AARP Eye Center
Pat Jones Scott’s mission is preparing others to take care of disabled loved ones.
“I will go wherever I’m needed to talk about caregiving,” said Scott, 73, of Mechanicsville, a volunteer who leads several workshops a year based on AARP’s Prepare to Care: A Planning Guide for Families.
Scott believes caregivers should be trained in what to expect—preparation she didn’t have when her husband, Joe Scott, then 76, suffered a stroke just six weeks after their wedding in October 2014.
The only guidance she had in navigating the life change of caring for her husband was the advice of medical staff.
“You just fall in line, as you move day by day,” Pat Scott said.
A state Department of Health survey in 2015 showed that 1 in 5 Virginia adults had provided care or assistance in the previous month to a friend or family member who was living with a health problem or disability.
AARP Virginia is helping sponsor several conferences to support caregivers as part of November’s National Family Caregivers Month and is offering more than 50 caregiving-related events this year. Information about the events is posted on its website, aarp.org/va.
Music hits the right note
Lindsey Vajpeyi, director of education and outreach at Insight Memory Care Center, an adult day facility in Fairfax, is a believer in the transformative power of music.
Vajpeyi helped organize the Dementia Caregivers Conference this month in Alexandria, which will feature presentations by experts on aging and a performance by the Forgetful Friends Chorus, whose members are adults with dementia and their caregivers.
“When someone listens to music that’s important to them, it brings them back to earlier times,” Vajpeyi said. “When we can sing together or dance together, that’s a good way to still connect with our loved ones.”
Music helped Carmen Pastor better care for her mother, who has Alzheimer’s disease.
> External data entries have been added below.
PR #415, opened 2016-11-28
Implementing std::reference_wrapper as the main member of PolygonRef

fuchstraumer:
As was discussed in one of the issues, I attempted to change PolygonRef to use a std::reference_wrapper instead of a raw pointer. This makes things generally feel safer and cleaner, imo, but also has the advantage of being generally easier to use: a std::reference_wrapper object can be inserted into the standard libraries container objects, unlike a regular reference.

HOWEVER, this means nullptr is no longer a check that works for PolygonRef. A std::reference_wrapper also has no default constructor - no way to set a null reference, after all. Instead, I defined a static instance of the ClipperLib::Path class called "nullPath". It should be initialized as empty - I'm not sure exactly how comparisons in the rest of the code would work, but it could be as simple as checking if the input path/path ref returns true for "path.empty()". That's me postulating, however. 

The ref can also be made constant - and constructing a new ref can be done with std::ref() or std::cref() for constant references. Seeing as how the polygonref class does allow for modification of the referred object though, I don't think that'll work or be necessary (as safe as const-ness can feel). 

EDIT: On looking further, it appears I used an older version of the polygon files as there are some differences between the two, even when I didn't have to change anything to make the new ref type work. Apologies about that! not sure what to do now, with that in mind...

### DIFF
--- a/src/utils/polygon.cpp
+++ b/src/utils/polygon.cpp
@@ -8,1223 +8,1109 @@
 namespace cura 
 {
 
-bool PolygonRef::shorterThan(int64_t check_length) const
-{
-    const PolygonRef& polygon = *this;
-    const Point* p0 = &polygon.back();
-    int64_t length = 0;
-    for (const Point& p1 : polygon)
-    {
-        length += vSize(*p0 - p1);
-        if (length >= check_length)
-        {
-            return false;
-        }
-        p0 = &p1;
-    }
-    return true;
+bool PolygonRef::pShorterThan(int64_t check_length) const {
+	const PolygonRef& polygon = *this;
+	const Point* p0 = &polygon.back();
+	int64_t length = 0;
+	for (const Point& p1 : polygon) {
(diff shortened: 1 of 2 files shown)


BagelOrb:
It seems like you have replaced all 4 spaces by a tab.
Please make a new PR which doesn't change the whole Polygon files.

This way a git blame will always point to you and it's very hard for me to review what changes you have done.

Just pushing a new commit which undoes the spaces-to-tabs won't do, because the history will then still be tainted by this wall which is your commit. Please make a new Pull Request.

BagelOrb:
What process are you using to create such a pull request? If you use the git command line tool to submit your changes you will never have this problem of having differences between your own file and the file in our repository. Your changes will then be recorded and inserted before any changes which we have made in the meantime.

fuchstraumer:
I used the tool here, on the website, to submit the request. I'll fix the issues and submit a new request through the command line tool. Sorry about that!

PR #417, opened 2016-12-07
Reinstate filament used comment for RepRap flavour gcode.

smartavionics:
This little addition writes a comment containing the total amount of filament used by the first extruder to RepRap flavour gcode files. The format of the comment is similar to that used by Cura 1.15.04 except that it doesn't include the weight estimate.

It has been tested with CuraEngine 2.3.1 and DuetWifi 1.16.

### DIFF
--- a/src/gcodeExport.cpp
+++ b/src/gcodeExport.cpp
@@ -182,6 +182,10 @@ std::string GCodeExport::getFileHeader(const double* print_time, const std::vect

Pastor, president and cofounder of Fuerza Contra Alzheimer’s, offers monthly workshops for patients, caregivers and family members.
Pastor, 61, gave up her advertising career to be her mother’s caregiver 10 years ago. “When she would start to get agitated or angry, we found that music would calm her down,” she said. After they moved to a retirement community, Pastor said her mother became “the queen of karaoke.”
Givers Need care, too
The desire to make caregiving easier prompted Anita White to persuade the Luncheon Pilot Club of Danville to hold a workshop in September with AARP Virginia and other partners.
White, 60, a retired Army colonel, had no experience as a family caregiver when she moved home to Danville in 2016 to care for her mother, who had dementia. Her mother passed away last year, but White now cares for her 88-year-old father and a brother with cerebral palsy.
Amy Goyer, AARP family and caregiving expert and author of the book Juggling Life, Work and Caregiving, was the workshop’s keynote speaker.
Caregivers need to take time off to go for a walk, see a movie or even have a few days’ break, Goyer said. “Caring for yourself while you care for others is essential.”
For November events related to caregiving around Virginia, go to states.aarp.org/vaevents/.
Sue Lindsey is a writer living in Roanoke, Virginia.